● **PROBLEM STATEMENT**: Below is a block of entries; repeat exactly the lines starting at the line that contains "It appears that" and ending at the line that contains "from funsor.domains import ints, reals", both included.

● **EXCERPTED DATA**:
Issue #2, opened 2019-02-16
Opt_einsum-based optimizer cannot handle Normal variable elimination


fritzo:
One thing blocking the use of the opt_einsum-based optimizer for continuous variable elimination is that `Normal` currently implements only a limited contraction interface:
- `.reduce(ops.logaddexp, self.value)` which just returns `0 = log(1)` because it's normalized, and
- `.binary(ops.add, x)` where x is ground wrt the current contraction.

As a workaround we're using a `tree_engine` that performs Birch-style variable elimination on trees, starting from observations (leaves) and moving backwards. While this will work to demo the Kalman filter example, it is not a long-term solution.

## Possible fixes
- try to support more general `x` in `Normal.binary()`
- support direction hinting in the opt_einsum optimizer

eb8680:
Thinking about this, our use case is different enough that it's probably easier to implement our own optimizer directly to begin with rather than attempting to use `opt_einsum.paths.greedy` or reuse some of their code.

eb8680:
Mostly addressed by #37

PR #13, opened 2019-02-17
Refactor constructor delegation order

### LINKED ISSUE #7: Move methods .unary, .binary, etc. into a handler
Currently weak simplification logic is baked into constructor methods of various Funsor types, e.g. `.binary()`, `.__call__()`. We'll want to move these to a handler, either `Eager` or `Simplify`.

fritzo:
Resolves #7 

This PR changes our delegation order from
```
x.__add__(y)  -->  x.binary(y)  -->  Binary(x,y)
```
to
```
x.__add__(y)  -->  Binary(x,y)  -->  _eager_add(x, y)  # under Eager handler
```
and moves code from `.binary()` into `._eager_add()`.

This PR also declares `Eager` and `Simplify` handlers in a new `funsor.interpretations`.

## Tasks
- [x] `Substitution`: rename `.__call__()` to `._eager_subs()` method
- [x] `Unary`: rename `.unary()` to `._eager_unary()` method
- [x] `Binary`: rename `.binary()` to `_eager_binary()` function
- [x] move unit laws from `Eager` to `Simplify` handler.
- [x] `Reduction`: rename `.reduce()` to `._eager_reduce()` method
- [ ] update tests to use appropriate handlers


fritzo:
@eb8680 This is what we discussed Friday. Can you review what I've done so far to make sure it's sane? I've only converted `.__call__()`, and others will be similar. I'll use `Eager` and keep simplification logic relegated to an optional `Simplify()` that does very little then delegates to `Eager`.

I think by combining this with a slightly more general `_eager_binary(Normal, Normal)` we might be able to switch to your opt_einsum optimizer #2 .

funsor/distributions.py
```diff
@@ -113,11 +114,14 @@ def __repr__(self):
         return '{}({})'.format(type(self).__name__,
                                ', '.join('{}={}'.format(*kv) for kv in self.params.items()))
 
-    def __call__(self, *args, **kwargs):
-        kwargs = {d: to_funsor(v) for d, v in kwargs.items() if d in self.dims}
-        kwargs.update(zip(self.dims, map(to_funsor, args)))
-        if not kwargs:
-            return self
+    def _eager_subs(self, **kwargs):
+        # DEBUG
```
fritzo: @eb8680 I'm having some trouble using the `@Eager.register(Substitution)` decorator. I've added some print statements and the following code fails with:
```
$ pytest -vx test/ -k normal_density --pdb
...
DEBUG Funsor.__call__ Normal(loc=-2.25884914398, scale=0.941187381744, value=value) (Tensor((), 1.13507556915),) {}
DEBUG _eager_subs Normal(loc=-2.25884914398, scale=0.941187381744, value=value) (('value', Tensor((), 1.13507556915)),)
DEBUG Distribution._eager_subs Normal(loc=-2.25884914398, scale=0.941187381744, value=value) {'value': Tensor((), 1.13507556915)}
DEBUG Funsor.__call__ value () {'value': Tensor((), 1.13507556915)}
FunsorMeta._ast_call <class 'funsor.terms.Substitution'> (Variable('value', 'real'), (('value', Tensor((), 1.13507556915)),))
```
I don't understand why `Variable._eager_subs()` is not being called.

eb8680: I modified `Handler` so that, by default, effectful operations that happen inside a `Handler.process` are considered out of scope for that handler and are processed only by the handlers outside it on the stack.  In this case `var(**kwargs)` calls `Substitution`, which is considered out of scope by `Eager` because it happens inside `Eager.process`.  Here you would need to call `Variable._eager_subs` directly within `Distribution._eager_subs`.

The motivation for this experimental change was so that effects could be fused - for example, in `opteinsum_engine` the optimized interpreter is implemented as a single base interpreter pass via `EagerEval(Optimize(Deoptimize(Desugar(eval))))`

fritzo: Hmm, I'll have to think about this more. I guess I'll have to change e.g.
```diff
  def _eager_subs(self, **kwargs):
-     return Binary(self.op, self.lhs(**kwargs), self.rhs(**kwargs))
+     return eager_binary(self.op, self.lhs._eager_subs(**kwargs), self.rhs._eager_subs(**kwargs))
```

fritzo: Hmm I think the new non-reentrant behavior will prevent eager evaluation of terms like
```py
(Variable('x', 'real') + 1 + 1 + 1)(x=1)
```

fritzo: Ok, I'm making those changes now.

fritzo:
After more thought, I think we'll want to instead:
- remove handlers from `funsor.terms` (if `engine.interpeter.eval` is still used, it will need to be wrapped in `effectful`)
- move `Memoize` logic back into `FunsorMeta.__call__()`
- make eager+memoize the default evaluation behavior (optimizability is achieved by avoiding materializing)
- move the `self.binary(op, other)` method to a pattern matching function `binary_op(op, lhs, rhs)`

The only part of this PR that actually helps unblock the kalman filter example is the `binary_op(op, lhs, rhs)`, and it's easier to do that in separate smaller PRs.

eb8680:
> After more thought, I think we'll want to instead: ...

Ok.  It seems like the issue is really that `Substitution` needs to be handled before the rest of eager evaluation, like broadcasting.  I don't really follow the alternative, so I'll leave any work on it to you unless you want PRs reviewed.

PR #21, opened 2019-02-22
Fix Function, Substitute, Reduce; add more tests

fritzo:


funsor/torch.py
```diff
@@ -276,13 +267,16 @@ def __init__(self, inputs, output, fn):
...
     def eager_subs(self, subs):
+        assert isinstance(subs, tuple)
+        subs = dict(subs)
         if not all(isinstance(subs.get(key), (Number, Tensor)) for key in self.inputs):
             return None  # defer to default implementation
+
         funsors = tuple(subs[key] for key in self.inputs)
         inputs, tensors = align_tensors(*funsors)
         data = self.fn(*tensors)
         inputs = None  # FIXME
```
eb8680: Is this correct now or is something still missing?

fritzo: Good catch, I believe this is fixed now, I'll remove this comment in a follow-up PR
* * *
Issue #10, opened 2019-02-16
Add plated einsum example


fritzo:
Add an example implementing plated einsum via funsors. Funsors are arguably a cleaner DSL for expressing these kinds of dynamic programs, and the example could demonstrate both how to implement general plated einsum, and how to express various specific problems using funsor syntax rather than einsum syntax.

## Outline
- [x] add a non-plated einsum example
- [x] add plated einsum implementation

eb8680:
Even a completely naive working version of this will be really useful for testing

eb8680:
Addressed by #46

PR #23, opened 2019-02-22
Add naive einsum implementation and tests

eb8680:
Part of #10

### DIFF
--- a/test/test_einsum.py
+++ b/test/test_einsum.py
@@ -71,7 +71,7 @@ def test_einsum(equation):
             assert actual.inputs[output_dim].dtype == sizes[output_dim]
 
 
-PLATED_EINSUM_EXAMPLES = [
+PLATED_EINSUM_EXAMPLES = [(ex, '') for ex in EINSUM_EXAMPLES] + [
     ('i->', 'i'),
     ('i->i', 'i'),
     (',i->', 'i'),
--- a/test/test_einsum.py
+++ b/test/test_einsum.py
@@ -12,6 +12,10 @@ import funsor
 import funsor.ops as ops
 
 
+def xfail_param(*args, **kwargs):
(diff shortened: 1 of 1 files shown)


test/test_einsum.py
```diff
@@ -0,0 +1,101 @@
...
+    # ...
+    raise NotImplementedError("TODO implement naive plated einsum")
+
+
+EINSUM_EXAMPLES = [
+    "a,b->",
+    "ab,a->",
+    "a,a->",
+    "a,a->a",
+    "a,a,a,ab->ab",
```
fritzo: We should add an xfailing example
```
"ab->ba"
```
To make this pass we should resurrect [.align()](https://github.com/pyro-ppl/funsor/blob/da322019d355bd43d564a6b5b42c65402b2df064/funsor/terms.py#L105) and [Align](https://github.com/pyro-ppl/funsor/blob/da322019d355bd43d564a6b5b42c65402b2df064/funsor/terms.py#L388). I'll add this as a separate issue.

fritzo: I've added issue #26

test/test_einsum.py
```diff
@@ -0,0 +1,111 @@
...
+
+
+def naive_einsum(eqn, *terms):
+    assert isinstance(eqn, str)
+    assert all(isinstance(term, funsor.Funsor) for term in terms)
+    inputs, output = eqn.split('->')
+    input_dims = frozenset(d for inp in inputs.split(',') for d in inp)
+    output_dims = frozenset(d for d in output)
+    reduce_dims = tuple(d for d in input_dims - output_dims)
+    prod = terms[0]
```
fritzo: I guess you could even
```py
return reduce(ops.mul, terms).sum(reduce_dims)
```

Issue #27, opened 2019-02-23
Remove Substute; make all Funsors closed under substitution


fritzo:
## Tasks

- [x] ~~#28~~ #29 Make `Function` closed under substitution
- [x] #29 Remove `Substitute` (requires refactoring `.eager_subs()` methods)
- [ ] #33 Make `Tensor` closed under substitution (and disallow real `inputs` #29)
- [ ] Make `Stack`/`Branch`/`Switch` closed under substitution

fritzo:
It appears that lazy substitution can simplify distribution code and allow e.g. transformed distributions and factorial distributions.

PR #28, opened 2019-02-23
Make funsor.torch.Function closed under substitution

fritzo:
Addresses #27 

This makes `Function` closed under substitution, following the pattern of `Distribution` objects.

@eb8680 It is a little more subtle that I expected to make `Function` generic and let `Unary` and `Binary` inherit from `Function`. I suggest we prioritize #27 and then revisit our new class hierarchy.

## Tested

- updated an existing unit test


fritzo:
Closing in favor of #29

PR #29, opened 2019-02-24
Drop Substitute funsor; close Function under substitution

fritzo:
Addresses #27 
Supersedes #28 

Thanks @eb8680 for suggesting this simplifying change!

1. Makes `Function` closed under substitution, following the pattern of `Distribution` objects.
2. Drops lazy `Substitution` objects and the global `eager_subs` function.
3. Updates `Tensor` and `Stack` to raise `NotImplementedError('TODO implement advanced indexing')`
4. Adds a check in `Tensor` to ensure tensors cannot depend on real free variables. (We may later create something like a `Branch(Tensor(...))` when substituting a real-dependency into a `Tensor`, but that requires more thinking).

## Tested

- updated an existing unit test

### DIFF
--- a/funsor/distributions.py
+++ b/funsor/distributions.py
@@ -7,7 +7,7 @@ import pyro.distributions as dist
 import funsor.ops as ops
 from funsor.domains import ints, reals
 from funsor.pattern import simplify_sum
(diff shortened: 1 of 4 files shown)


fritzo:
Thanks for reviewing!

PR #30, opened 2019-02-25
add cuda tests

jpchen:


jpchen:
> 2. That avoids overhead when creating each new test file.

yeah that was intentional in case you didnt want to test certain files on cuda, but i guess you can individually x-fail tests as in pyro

● **REPLY**:
It appears that lazy substitution can simplify distribution code and allow e.g. transformed distributions and factorial distributions.

PR #28, opened 2019-02-23
Make funsor.torch.Function closed under substitution

fritzo:
Addresses #27 

This makes `Function` closed under substitution, following the pattern of `Distribution` objects.

@eb8680 It is a little more subtle that I expected to make `Function` generic and let `Unary` and `Binary` inherit from `Function`. I suggest we prioritize #27 and then revisit our new class hierarchy.

## Tested

- updated an existing unit test


fritzo:
Closing in favor of #29

PR #29, opened 2019-02-24
Drop Substitute funsor; close Function under substitution

fritzo:
Addresses #27 
Supersedes #28 

Thanks @eb8680 for suggesting this simplifying change!

1. Makes `Function` closed under substitution, following the pattern of `Distribution` objects.
2. Drops lazy `Substitution` objects and the global `eager_subs` function.
3. Updates `Tensor` and `Stack` to raise `NotImplementedError('TODO implement advanced indexing')`
4. Adds a check in `Tensor` to ensure tensors cannot depend on real free variables. (We may later create something like a `Branch(Tensor(...))` when substituting a real-dependency into a `Tensor`, but that requires more thinking).

## Tested

- updated an existing unit test

### DIFF
--- a/funsor/distributions.py
+++ b/funsor/distributions.py
@@ -7,7 +7,7 @@ import pyro.distributions as dist
 import funsor.ops as ops
 from funsor.domains import ints, reals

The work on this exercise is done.